Читать «Мой Дневник. 1916 - 1917 - 1918» онлайн

Александр Бенуа

МОЙ ДНЕВНИК 1916 - 1917 - 1918

К Ч И Т А Т Е Л Ю

ФЕВРАЛЬ 1917 года

Среда, 1/14 февраля

В 2 ч. с Атей и Надей в Кушелевской галерее музея Академии художеств198]. Ничуть не разочарован в этом, очень изысканном, собрании характерных для середины XIX в. картин. Напротив, продолжаю, находясь в ней, испытывать то же впечатление чего-то лакомого, изощренного, рагутантного1, то же любование удивительным мастерством (даже и у совсем второстепенных художников) — в самых разнообразных проявлениях. Какой чудесный, между прочим, приморский пейзаж Hoguet . Обошел с Визелем отделение старых русских картин (снова по-новому развешенных), а также довольно жалкую (даже более жалкую, нежели я ожидал) выставку покойного Крачковского. Его молодые этюды с натуры и те слабы, безжизненны. — Дома снова Скамони. Он уверен, что никаких серьезных беспорядков не будет, а будут только разрозненные и незадачливые забастовки на почве отдельных рабочих домогательств. Но он так судит по учреждению, во главе которого он стоит и которое работает в более культурных, им и созданных, условиях, нежели многие другие — более по размерам грандиозные предприятия, нежели типография Голике—Вильборг. У них рабочие, скорее, довольны своим, к тому же сильно за последнее время улучшившимся, положением. «Швейцар у них получает теперь больше, нежели прежде метранпаж».

Четверг, 2/15 февраля

Уже некоторое время, как наслаждаюсь чтением записок художника Манлиха*. Какая отражается в них милая гуманная и гуманитарная культура!

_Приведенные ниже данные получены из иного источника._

PR #2226, opened 2022-02-02
Fixed issue #17321: Array question are not split up on mobile devices when using vanilla theme

gabrieljenik:


Shnoulle:
It's a big issue the system between database and XML file … 
No real update can be done or managed using only xml …

gabrieljenik:
About test failed, please make sure the DB is OK as the solution for old installations is based on a DB update.
For new installations and DB, everything should run smoothly.

glimz:
@gabrieljenik Can you update the DB version so I can merge the task? Thanks

Shnoulle:
This broke if someone update advanced settings to (for example) 
`{"add":["css/base.css","css/theme.css","css/custom.css","css/noTablesOnMobile.css","css/hacked.css"]}`

Maybe where must be limited to `{"add":["css/ajaxify.css","css/theme.css","css/custom.css"]}` `{"add":["css/base.css","css/theme.css","css/custom.css"]}` 


And theme.css and custom.css must come after noTablesOnMobile.css .

application/helpers/update/updatedb_helper.php
```diff
@@ -5050,6 +5050,23 @@ function ($v) {
...
+         */
+        if ($iOldDBVersion < 480) {
+            $oTransaction = $oDB->beginTransaction();
+            // Update vanilla config
+            $oDB->createCommand()->update(
+                '{{template_configuration}}',
+                [
+                    'files_css' => '{"add":["css/base.css","css/theme.css","css/custom.css","css/noTablesOnMobile.css"]}',
+                ],
+                "template_name = 'vanilla' AND files_css != 'inherit'"
```
Shnoulle, line 5065: `files_css like '{"add":["css/ajaxify.css","css/theme.css","css/custom.css"]}'` ?

application/helpers/update/updatedb_helper.php
```diff
@@ -5050,6 +5050,23 @@ function ($v) {
...
+         * Add missing noTablesOnMobile.css to vanilla configs again. It was done on 428, but the bug on LsDefaultDataSets remained
+         * causing problems on new installations.
+         */
+        if ($iOldDBVersion < 480) {
+            $oTransaction = $oDB->beginTransaction();
+            // Update vanilla config
+            $oDB->createCommand()->update(
+                '{{template_configuration}}',
+                [
+                    'files_css' => '{"add":["css/base.css","css/theme.css","css/custom.css","css/noTablesOnMobile.css"]}',
```
Shnoulle, line 5063: revoiew order : base,noTablesOnMobile,theme,custom ?

application/helpers/update/updatedb_helper.php
Shnoulle: bootswatch and fruity don't have the same issue ?

They have the `css/ajaxify.css`

Shnoulle (changes requested):
This broke template API and can broke some system.

Hard to do better … but maybe some more restriction and a API version update

application/helpers/update/updatedb_helper.php
Shnoulle: > `files_css like '{"add":["css/ajaxify.css","css/theme.css","css/custom.css"]}'` ?

Alt : loop for all css, json_decode, add noTablesOnMobile if not inside, json_encode.

Shnoulle:
Oh;, i didn't see this new option `:default_files_css`

Else : seems OK , maybe more restriction than needed : but if user update this part : he see the warning ;)

Shnoulle:
@glimz i add again the _Need testing_ : i think the new version need a new test ;)

gabrieljenik:
1) I corrected the new value in the updatedb_helper to match the one in LsDefaultDataSets. That solves the issue of order that Denis mentioned. The order is the same as the files in the XML.

2) On the updatedb_helper, I modified the conditions so that it only applies to records that have the files_css as the defaults, which we changed in LsDefaultDataSets. That is, only records that have the value as it was in LsDefaultDataSets before this PR will be updated.

3) On the other hand, I did a merge with master, so now the updatedb_helper change passed to a single update.

gabrieljenik:
Will update the conflict after it is OK to merge. (as to not have to fix conflict many times)

glimz:
Tested Ok, @gabrieljenik please fix merge conflict and merge

gabrieljenik:
> Tested Ok, @gabrieljenik please fix merge conflict and merge

Merged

Жаль только, что приходится это читать по-немецки, тогда как оригинал написан (как и записки Ходовецкого) — по-французски. Заходил к Бразу. Ну как он может верить, что приобретенная им недавно «Голова воина» — Рембрандта?! Это явная подделка, и даже плохая. На всякого мудреца довольно простоты...

Пятница, 3/16 февраля

Бьюсь с Меркурием. Возвращаюсь к самому первоначальному эскизу, там, где он сидит, отставив правую ногу. — Гринберг привез корректуру последней партии иллюстраций к моей монографии. На сей раз красочные (трехцветки) немного более удовлетворительны, но все же какая досада, что вся работа производилась не у Голике—Вильборг! Берет ужас, что в общем книга выйдет нелепой и меня вовсе не передающей. — У Акицы род инфлюэнцы.

Суббота, 4/17 февраля

Отправил Гржебину обстоятельное письмо с выяснением моих «вкусовых требований» и с категорическим запрещением помещать в «Радуге» ужасные рисунки Реми. Вскоре по телефону ответ. Он со всем согласен, а Горький не только не обижен, но глубоко тронут моей не уступчивостью. Ну и отлично. Отлегло от сердца. А то нет ничего противнее, нежели из каких-то побочных соображений давать свою апробацию, свою подпись под вещи, от которых претит. — Заходил несчастный Левитский — фанатик книги, по-прежнему на всех негодующий. Он забрал у меня материалы для какого-то плаката в арабском вкусе! Увы, я испытываю ныне настоящее страдание, когда приходится отдавать любую виньетку, любую картинку, — до того я проучен российской непорядочностью и в этой области. — Кока увлекается домашним кинематографом и тратит свои сбережения на покупку подержанных фильмов. — Вечером с братьями Лансере и Яремичем у Обера — смотреть принадлежащую ему коллекцию произведений художника-любителя Баганца — ученика М. Зичи. Обер, нуждаясь в деньгах, намерен ее продать. Две из этих необычайно мастерских акварелей я сам возьму с удовольствием, но всП в целом трудно пристроить. Совсем прекрасна большая акварель (вид с птичьего полета на Красный мост[99]).